В этой истории не будет злодея, и никто не забыт

«Наши больные места больны потому, что никто,

в особенности же мы сами, не любит их»

Джеймс Холлис

Пролог

Всё началось с первой крохотной лжи. Тогда она ещё не знала, к чему это может привести, но ей понравилось, что у неё получилось избавиться от лишних вопросов. Парочка прохожих поинтересовалась её родителями, и она ответила, что они обознались. Какое-то время пошептавшись, незнакомцы убедились в правоте сказанного, внимательно всмотревшись в невинное лицо девочки. Такая, как она, не могла врать. Слишком искренними казались её большие глаза и чистое детское личико. О нет, подобные ей не способны на ложь. К счастью, её родители считали так же. И вся Ньюэра была с ними согласна.

Выдумывать эпизоды собственной биографии оказалось приятно. В школе она часто лгала о том, как обстоят дела дома, а при родителях – о счастливой школьной жизни. Её все любили, а если и нет, то, как объясняла мама, просто ей завидовали. Конечно, так и было, не зря ведь каждый житель Ньюэры считал её и красавицей, и талантливой ученицей, и великолепным оратором. Вот только всё изменилось, когда появился Деми. Он всё испортил. Из-за него она лишилась прежних шансов на успех.

Ей не нравилось выходить на балкон, потому что те, кто смотрел на неё с улиц, неизменно её узнавали. Они пялились, облизывали губы и готовились попросить совместное фото. Хоть что-то осталось прежним. Вот только о Деми её спрашивали даже чаще, чем о фотографии. В такие моменты ей нельзя было ни досадно вздыхать, ни закатывать глаза, но про себя она неизменно цокала языком, пытаясь справиться с раздражением. Она терпеть не могла о нём слышать.

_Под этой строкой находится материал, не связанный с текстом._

PR #826, opened 2026-08-30
chore: report WebView render process termination as an in-app failure

mahmoud-elmorabea:
## MBL-2310 · Android stack — step 2 of 4

| Step | PR | |
| --- | --- | --- |
| **2** | **#826 — `chore:` report WebView render process termination as an in-app failure** | **← you are here** |
| 3 | #827 — `chore:` classify and log in-app message failures internally |  |
| 4 | #828 — `fix:` surface the failure reason on `errorWithMessage` | cuts the Android release |

---
Handles the WebView renderer dying mid-message, which the SDK previously ignored entirely.

Stacked on #823. Groundwork for MBL-2310 — it closes the one platform gap in the in-app failure map.

### Why

`WebViewClient.onRenderProcessGone` had no override anywhere in the repo, so the platform default applied: **the host app's process was killed along with the renderer**, and the host was told nothing about the message. iOS has handled the equivalent since forever via `EngineWeb.webViewWebContentProcessDidTerminate`.

Returning `true` is the point of the override — it tells the platform we absorbed the loss. The failure is then reported through the listener like any other load error, so `MessageLoadingFailed` dispatches, the message is dismissed, and teardown runs normally.

`releaseResources()` is deliberately *not* called from here: it bails out early while the view is still attached to its parent, which it always is at this point, so it would be a silent no-op.

### Verification

New `EngineWebViewRenderProcessGoneTest` drives the real `WebViewClient` through Robolectric and asserts both halves — the call returns `true`, and the listener sees exactly one `error()`.

- `:messaginginapp:testDebugUnitTest` green (1 test, 0 failures).
- `:messaginginapp:lintDebug` green, zero `NewApi` findings. `onRenderProcessGone` is API 26+ against `minSdk` 21; the platform only invokes it on 26+, and `didCrash()` is version-guarded.

### DIFF
--- a/messaginginapp/src/main/java/io/customer/messaginginapp/gist/presentation/engine/EngineWebView.kt
+++ b/messaginginapp/src/main/java/io/customer/messaginginapp/gist/presentation/engine/EngineWebView.kt
@@ -5,7 +5,9 @@ import android.content.Context
 import android.content.res.Configuration
 import android.graphics.Color
 import android.net.http.SslError
+import android.os.Build
 import android.util.AttributeSet
+import android.webkit.RenderProcessGoneDetail
 import android.webkit.SslErrorHandler
 import android.webkit.WebResourceError
 import android.webkit.WebResourceRequest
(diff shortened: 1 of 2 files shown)


messaginginapp/src/main/java/io/customer/messaginginapp/gist/presentation/engine/EngineWebView.kt
```diff
@@ -268,6 +270,34 @@ internal class EngineWebView @JvmOverloads constructor(
...
+                    } else {
+                        null
+                    }
+                    logger.error(
+                        "WebView render process gone (didCrash: $didCrash), reporting message failure"
+                    )
+                    // Report like any other load error. That dispatches MessageLoadingFailed,
+                    // which dismisses the message and runs the normal teardown — releaseResources()
+                    // cannot be called from here, it bails out while the view is still attached.
+                    listener?.error()
```
Shahroz16, line 301: Could we clean up the dead WebView explicitly before returning true? Android treats the view passed to onRenderProcessGone as unusable and asks the host to remove it and clear its references. Right now we report through the normal dismissal path, which later calls stopLoading/removeJavascriptInterface on that same view, and the modal path never reaches releaseResources. A small renderer-gone cleanup path that cancels the timer and color-scheme job, removes the child, and clears webView without using the normal WebView operations would make the true return value match the platform contract. It would also be good for this test to assert that cleanup, rather than only the listener call.

mahmoud-elmorabea: Done — and I checked the part I was most sceptical of, which turned out to be the important bit. `releaseResources()` has exactly one caller, `InlineInAppMessageViewController.kt:218`, so **the modal path never reaches it at all**. My original comment claimed the dismissal path would handle teardown; that was wrong for modals.

Added `releaseCrashedWebView()`, called before we report and before returning true. It cancels the timer and the colour-scheme job, detaches the JS interface, removes the view from its parent and destroys it — each step guarded on its own, since the renderer is already gone and any of them can throw. It also deliberately runs while the view is still attached, which is the state a crash leaves us in and precisely what `releaseResources()` refuses to do.

Nulling `webView` there has a second benefit: the later `stopLoading()` / `releaseResources()` calls on the dismissal path become no-ops instead of driving a dead view.

Test added as you suggested — asserts the child is removed and `destroy()` was called, not just the listener call. Verified it fails without the cleanup call.

Shahroz16 (approved):
The renderer teardown now matches the platform lifecycle, and the new test covers removal and destruction. Looks good.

«О, милый глупенький мальчик, похоже, после смерти твоей мамули мир стал к тебе неравнодушен. Что ж, поздравляю. Жаль лишь, что эти речи о твоей короткой, но яркой жизни приходится выслушивать мне. Жаль, что ты их никогда не услышишь. Жаль, что даже мне они безразличны». Нет, не безразличны. Она хотела подумать, что ей глубоко плевать, но не могла позволить себе таких слов даже в собственных мыслях. Потому что, если начнёт использовать подобные выражения, уже не сможет остановиться. Этого нельзя допустить. Уже сейчас Ньюэра следит за каждым её шагом, а после того, как она добьётся своего, к ней присоединится и весь остальной мир.

Она готовилась к этому долгие годы. По ночам представляла позор всех живых членов своей семьи и те памятники, которые воздвигнут мёртвым. Пускай давно погибшие поблагодарят её за помощь, а те, кто будет убит вскоре, склонятся перед ней, так и не успев попросить прощения. Так будет даже лучше. Ей не придётся объяснять, что она не сможет отпустить обид.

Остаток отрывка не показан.